* **Exercise description**: The data below is to be repeated in full, exactly as shown.

====== The input ======

PR #4848, opened 2025-12-15
Add new PUDL citation

zaneselvans:
# Overview

* Adds a new PUDL citation
* Removes a couple of ill-formed eprints that generated dead links.

# Testing

* Ran the docs build locally and inspected the bibliography page.

### DIFF
--- a/docs/catalyst_cites.bib
+++ b/docs/catalyst_cites.bib
@@ -1,3 +1,18 @@
+@article{Schivley_2025,
+doi = {10.1088/2753-3751/ade548},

======

* **Output for this exercise**:
PR #4848, opened 2025-12-15
Add new PUDL citation

zaneselvans:
# Overview

* Adds a new PUDL citation
* Removes a couple of ill-formed eprints that generated dead links.

# Testing

* Ran the docs build locally and inspected the bibliography page.

### DIFF
--- a/docs/catalyst_cites.bib
+++ b/docs/catalyst_cites.bib
@@ -1,3 +1,18 @@
+@article{Schivley_2025,
+doi = {10.1088/2753-3751/ade548},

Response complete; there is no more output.